→ Task brief:
How many lines below contain the word "opened"? Give only the number.

Collected data
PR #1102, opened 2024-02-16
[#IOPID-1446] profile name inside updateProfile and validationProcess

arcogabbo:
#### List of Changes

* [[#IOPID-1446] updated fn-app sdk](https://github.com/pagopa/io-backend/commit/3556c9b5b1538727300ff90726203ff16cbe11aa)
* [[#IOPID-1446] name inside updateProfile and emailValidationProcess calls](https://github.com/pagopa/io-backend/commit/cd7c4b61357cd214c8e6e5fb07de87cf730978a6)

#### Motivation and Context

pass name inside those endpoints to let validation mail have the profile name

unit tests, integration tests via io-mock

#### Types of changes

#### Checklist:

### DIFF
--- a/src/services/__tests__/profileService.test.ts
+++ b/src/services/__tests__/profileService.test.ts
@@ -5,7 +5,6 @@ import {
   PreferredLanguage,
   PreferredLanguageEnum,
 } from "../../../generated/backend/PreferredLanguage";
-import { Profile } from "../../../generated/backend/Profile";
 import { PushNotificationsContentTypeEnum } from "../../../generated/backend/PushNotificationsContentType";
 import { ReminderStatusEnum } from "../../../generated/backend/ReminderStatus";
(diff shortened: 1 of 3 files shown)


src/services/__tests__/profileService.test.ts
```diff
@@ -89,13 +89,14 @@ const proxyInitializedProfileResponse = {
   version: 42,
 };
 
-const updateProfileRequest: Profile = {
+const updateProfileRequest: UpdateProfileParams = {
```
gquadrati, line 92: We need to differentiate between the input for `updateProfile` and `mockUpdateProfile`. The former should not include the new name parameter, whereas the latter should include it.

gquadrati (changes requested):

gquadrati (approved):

...

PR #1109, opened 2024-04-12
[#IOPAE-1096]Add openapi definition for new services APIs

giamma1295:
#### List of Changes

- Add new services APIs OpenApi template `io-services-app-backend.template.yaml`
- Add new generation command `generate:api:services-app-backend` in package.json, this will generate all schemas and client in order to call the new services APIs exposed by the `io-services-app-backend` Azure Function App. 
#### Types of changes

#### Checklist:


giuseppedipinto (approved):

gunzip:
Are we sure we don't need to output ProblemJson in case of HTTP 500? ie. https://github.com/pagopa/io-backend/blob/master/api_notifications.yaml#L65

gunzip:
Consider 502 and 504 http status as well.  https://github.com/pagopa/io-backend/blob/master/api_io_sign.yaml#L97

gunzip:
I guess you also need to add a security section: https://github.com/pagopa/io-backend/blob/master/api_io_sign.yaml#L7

→ Answer to this task:
2